Türk Medeni Kanunu'nun (TMK) 186. maddesinin 2. fıkrasına göre, eşler evlilik birliğini birlikte yönetmekle yükümlüdürler. Önceki Medeni Kanun, evlilik birliğinin yönetiminde erkeği ön plana çıkararak, birliğin başkanlığını erkeğe vermiş ve kadına erkeğe yardımcılık ve danışmanlık etme görevini yüklemişti. Yeni Medeni Kanun, mutlak eşitlikçi anlayışın bir sonucu olarak, evlilik birliğini yönetme hakkını her iki eşe de tanımıştır.
Evlilik birliğinin yönetiminde her iki eşin de eşit hak ve sorumlulukları vardır. Eşlerden her biri, yönetime ilişkin bir girişimde bulunmadan önce diğer eşi bilgilendirmek ve onun katılımını sağlamak zorundadır.

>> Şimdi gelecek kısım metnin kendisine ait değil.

PR #124, opened 2022-06-29
add video-text CLIP model builder

sophiazhi:
Summary:
Add video-text CLIP model builder using MUGEN's architecture.

Test plan:
`python -m pytest examples/mugen/test/retrieval/test_video_clip.py::TestVideoCLIPModel -rP`

### DIFF
--- a/examples/mugen/retrieval/video_clip.py
+++ b/examples/mugen/retrieval/video_clip.py
@@ -7,8 +7,10 @@
 from typing import Any, Dict, Optional
 
 import torch
+import torch.nn.functional as F
 from examples.mugen.retrieval.s3d import S3D
 from torch import nn
+from torchmultimodal.architectures.clip import CLIPArchitecture
 from transformers import DistilBertConfig, DistilBertModel
 
 
@@ -83,3 +85,55 @@ class VideoEncoder(nn.Module):
 
     def forward(self, x):
         return self.model(x)
+
+
+class Projection(nn.Module):
+    """Project embeddings to a fixed dimension.
+
+    Args:
+        dim_in (int): dimension of input
+        dim_out (int): dimension of output
+            Defaults to 256
+        dropout_prob (float): dropout probability
+            Defaults to 0.1
+
+    Inputs:
+        x (Tensor): embeddings (batch, dim_in)
+
+    Returns:
+        Tensor: projected embeddings (batch, dim_out)
+
+    """
+
+    def __init__(self, dim_in, dim_out=256, dropout_prob=0.1) -> None:
+        super().__init__()
+        self.linear1 = nn.Linear(dim_in, dim_out, bias=False)
+        self.linear2 = nn.Linear(dim_out, dim_out, bias=False)
+        self.drop = nn.Dropout(dropout_prob)
+        self.layer_norm = nn.LayerNorm(dim_out)
+
+    def forward(self, x: torch.Tensor) -> torch.Tensor:
+        embed1 = self.linear1(x)
+        embed2 = self.drop(self.linear2(F.gelu(embed1)))
+        embeds = self.layer_norm(embed1 + embed2)
+        return embeds
+
+
+def videoclip(dim_out: int = 256) -> CLIPArchitecture:
+    """Create MUGEN's video-text CLIP model with a S3D-backed video encoder and DistilBERT-backed text encoder.
+        MUGEN paper: https://arxiv.org/abs/2204.08058
+
+    Args:
+        dim_out (int): output dimension to project both encoders' outputs to.
+            Defaults to 256, the value used by MUGEN.
+
+    Returns:
+        CLIPArchitecture: CLIP model using MUGEN's video encoder and text encoder.
+
+    """
+    text_encoder = nn.Sequential(TextEncoder(), Projection(768, dim_out=dim_out))
+    video_encoder = nn.Sequential(
+        VideoEncoder(),
+        Projection(1024, dim_out=dim_out),
+    )
+    return CLIPArchitecture(encoder_a=text_encoder, encoder_b=video_encoder)
--- a/examples/mugen/test/retrieval/test_video_clip.py
+++ b/examples/mugen/test/retrieval/test_video_clip.py
@@ -6,7 +6,12 @@
 
 import pytest
 import torch
-from examples.mugen.retrieval.video_clip import TextEncoder, VideoEncoder
+from examples.mugen.retrieval.video_clip import (
+    Projection,
+    TextEncoder,
+    videoclip,
+    VideoEncoder,
+)
 
 from test.test_utils import assert_expected, set_rng_seed
 
@@ -35,6 +40,7 @@ class TestTextEncoder:
         assert_expected(
             actual=out.sum(), expected=torch.as_tensor(expected_sum), rtol=0, atol=1e-4
         )
+        print(encoder.state_dict().keys())
 
     def test_forward_untrained(self, utils):
         input_ids = utils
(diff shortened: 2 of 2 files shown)


examples/mugen/retrieval/video_clip.py
```diff
@@ -72,14 +81,115 @@ class VideoEncoder(nn.Module):
     """Encode videos to a fixed size vector. Adapted from VideoCLIP
```
langong347, line 81: "Fixed size vector" can be ambiguous. Can we elaborate on what `VideoEncoder` does here?

examples/mugen/retrieval/video_clip.py
```diff
@@ -23,6 +24,8 @@ class TextEncoder(nn.Module):
     Args:
         pretrained (bool): whether to use a pretrained model or not.
             Defaults to True.
+        trainable (bool): whether the encoder's weights should be trainable (not frozen).
+            Defaults to True. Ignored if ``pretrained`` is False.
```
langong347, line 28: Would add a warning statement for "no-surprise" reason, e.g.,  when a user says `pretrained = False` and `trainable = False` but instead the behavior is `trainable = True`.

examples/mugen/retrieval/video_clip.py
```diff
@@ -72,14 +81,115 @@ class VideoEncoder(nn.Module):
...
+    def forward(self, x: torch.Tensor) -> torch.Tensor:
+        embed1 = self.linear1(x)
+        embed2 = self.gelu(embed1)
+        embed2 = self.linear2(embed2)
+        embed2 = self.drop(embed2)
+        embeds = self.layer_norm(embed1 + embed2)
+        return embeds
+
+
+def videoclip(
```
langong347, line 141: `build_videoclip`

examples/mugen/retrieval/video_clip.py
```diff
@@ -72,14 +81,115 @@ class VideoEncoder(nn.Module):
...
+        text_model,
+        Projection(
+            text_model.model.config.dim, out_dim=proj_out_dim, dropout_prob=proj_dropout
+        ),
+    )
+    video_encoder = nn.Sequential(
+        VideoEncoder(
+            trainable=video_trainable,
+        ),
+        Projection(1024, out_dim=proj_out_dim, dropout_prob=proj_dropout),
```
langong347, line 193: Hard coding intermediate dimensions can be error prone as it assumes what's returned by the previous layer. 
Is `1024` the last dim of `VideoEncoder` (the concat dim of [`Mixed5c`](https://github.com/pytorch/vision/blob/6512146e447b69cc9fb379eb05e447a17d7f6d1c/test/test_datasets_utils.py#L20-L29))? 
What if we create an attribute `VideoEncoder.out_dim` or `S3D.out_dim` so if there's any inconsistency the error will be self-contained within the module that causes the error.

examples/mugen/test/retrieval/test_video_clip.py
```diff
@@ -82,3 +100,62 @@ def test_forward(self, start):
...
+        return proj, input
+
+    def test_forward(self, utils):
+        proj, input = utils
+        out = proj(input)
+        expected = torch.Tensor([[-1.2214, -0.0066, 1.2280], [-1.3886, 0.4626, 0.9260]])
+        assert_expected(actual=out, expected=expected, rtol=0, atol=1e-4)
+
+
+class TestVideoCLIPModel:
```
langong347, line 128: nit: `TestVideoCLIPBuilder` ?

examples/mugen/test/retrieval/test_video_clip.py
```diff
@@ -82,3 +100,62 @@ def test_forward(self, start):
...
+                [101, 6315, 3793, 7099, 2005, 5604, 19204, 17629, 102],
+                [101, 2117, 7820, 3793, 102, 0, 0, 0, 0],
+            ]
+        ).to(dtype=int)
+        input_video = torch.randint(10, [2, 3, 32, 32, 32]).float()
+        return input_text, input_video
+
+    def test_forward(self, utils):
+        input_text, input_video = utils
+        clip = videoclip()
```
langong347, line 146: nit: `model` instead of `clip`?

examples/mugen/test/retrieval/test_video_clip.py
```diff
@@ -82,3 +100,62 @@ def test_forward(self, start):
...
+        clip_output = clip(features_a=input_text, features_b=input_video)
+        assert_expected(
+            actual=clip_output.embeddings_a.shape, expected=torch.Size([2, 256])
+        )
+        assert_expected(
+            actual=clip_output.embeddings_b.shape, expected=torch.Size([2, 256])
+        )
+
+    def test_text_dim(self, utils):
```
langong347, line 155: why not adding `test_video_dim`?

langong347 (commented):
I assume this PR will change after #125 . If that's the case, use `ghstack` or make #125 your base commit will include the unmerged changes.

examples/mugen/retrieval/video_clip.py
```diff
@@ -72,14 +81,115 @@ class VideoEncoder(nn.Module):
...
+
     """
 
-    def __init__(self):
+    def __init__(self, trainable: bool = True):
         super().__init__()
         self.model = S3D(400)
         self.model.fc = nn.Identity()
 
+        if not trainable:
```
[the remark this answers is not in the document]
sophiazhi: Right, whichever of #124 and #125 lands first, I'll edit the other one so VideoEncoder has trainable and pretrained args, and line 98 will be ``if pretrained and not trainable``

examples/mugen/retrieval/video_clip.py
sophiazhi: yup, 1024 is the size of the output of Mixed5c. I'll add the out_dim attributes to both encoders

examples/mugen/retrieval/video_clip.py
sophiazhi: "Encode videos to the last layer before the fully-connected layer of S3D"?

examples/mugen/test/retrieval/test_video_clip.py
sophiazhi: I originally added `test_text_dim` because the text encoder output dim is configurable and `build_videoclip` relied on that logic. Now that the output dim logic is contained within the text encoder, I don't think this test case is needed anymore (dimensions are checked in `test_forward` already)

sophiazhi: * to clarify I don't think `test_text_dim` is needed anymore and similarly no `test_video_dim`

Justinyu1618:
lgtm

ebsmothers (changes requested):
How come changes from other PRs are getting picked up here? Maybe you need to rebase your changes on latest main branch

examples/mugen/retrieval/video_clip.py
```diff
@@ -155,13 +169,15 @@ def forward(self, x: torch.Tensor) -> torch.Tensor:
         return embeds
 
 
-def videoclip(
+def build_videoclip(
```
langong347, line 172: Sorry my bad. I checked again that we didn't use `build` prefix in other builders. 

https://github.com/facebookresearch/multimodal/blob/main/torchmultimodal/models/clip.py

examples/mugen/test/retrieval/test_video_clip.py
```diff
@@ -128,7 +129,31 @@ def make_input_video(c_dim=1):
...
+        out = encoder(input_video)
+        expected_sum = 1829.8858
+        assert_expected(
+            actual=out.shape, expected=torch.Size([2, 1024])
+        )  # batch x embedding
+        assert_expected(
+            actual=out.sum(), expected=torch.as_tensor(expected_sum), rtol=0, atol=1e-3
+        )
+        assert next(encoder.parameters()).requires_grad
+        assert encoder.out_dim == 1024
```
langong347, line 147: why need to enforce this value here? are there any subsequent routines that depend on out_dim=1024?

examples/mugen/retrieval/video_clip.py
```diff
@@ -76,36 +87,153 @@ def forward(self, input_ids: torch.Tensor) -> torch.Tensor:
...
+        trainable: bool = True,
         pretrain_path: str = PRETRAINED_S3D_KINETICS400_URL,
     ):
         super().__init__()
         self.model = S3D(400)
+        self.out_dim = self.model.fc.in_channels
         self.model.fc = nn.Identity()
 
         if pretrained:
             self.load_model(pretrain_path)
```
langong347, line 123: nit: Add a prompt here for the user (the same for TextEncoder as for distilledBERT)

https://github.com/mugen-org/MUGEN_baseline/blob/main/lib/models/videoclip/modules.py#L80

examples/mugen/retrieval/video_clip.py
```diff
@@ -76,36 +87,153 @@ def forward(self, input_ids: torch.Tensor) -> torch.Tensor:
...
 
     Inputs:
         x (Tensor): batch of videos with dimensions (batch, channel, time, height, width)
+            Size of ``channel`` dimension must be 3.
+
     """
 
     def __init__(
         self,
         pretrained: bool = True,
```
langong347, line 113: if pretrained is True, the user likely don't want to train the model. It looks over complicated here. Apart from MUGEN, have you seen elsewhere that requires both flags?

examples/mugen/test/retrieval/test_video_clip.py
```diff
@@ -72,8 +77,14 @@ def test_forward_pretrained(self, utils):
         assert_expected(
             actual=out.sum(), expected=torch.as_tensor(expected_sum), rtol=0, atol=1e-4
         )
+        assert next(encoder.parameters()).requires_grad
```
langong347, line 80: Think about whether we indeed need two knobs (pretrained, trainable). Do they really serve the user? If not, we could probably simplify our API as well as reduce complexity in unit tests.

examples/mugen/retrieval/video_clip.py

Bu, evlilik birliğinin yönetiminin sağlıklı bir şekilde yürüyebilmesi için gereklidir ve eşlerin karşılıklı anlayış ve hoşgörüsüne bağlıdır.
Evlilik birliğinin yönetiminde, eşler ortak kararlar almalıdır. Örneğin, ortak konutun tefrişinde alınacak eşyaların seçiminde veya alınan eşyalarla odaların döşenmesinde her iki eşin de görüşü dikkate alınmalıdır. "Yuvayı dişi kuş yapar" atasözü, evdeki uyumun sağlanmasında kadının rolünün önemini vurgulasa da, erkek de bu süreçte kadının önerilerine mümkün olduğunca katılmalıdır.
Eşler, ev işlerinin paylaşımı, eve kimin bakacağı veya ortak konutta kullanılacak eşyaların seçimi gibi tüm konularda ortaklaşa hareket etmelidir. Eşlerin karşılıklı özveri göstermesi, yönetim konusundaki önerilere önem vermesi ve gereksiz yere karşı çıkmaması, evlilik birliğinin uyumlu bir şekilde yönetilmesini sağlar.
Evlilik birliğinin yönetimi, modern ve eşitlikçi bir yaklaşımla her iki eşe de verilmiştir. Bu düzenleme, evlilikteki ortak sorumluluk anlayışını pekiştirir ve evlilik birliğinin daha sağlıklı ve dengeli bir şekilde yönetilmesine katkıda bulunur. Eşler arasındaki karşılıklı anlayış ve işbirliği, evlilik birliğinin yönetiminde en önemli unsurdur.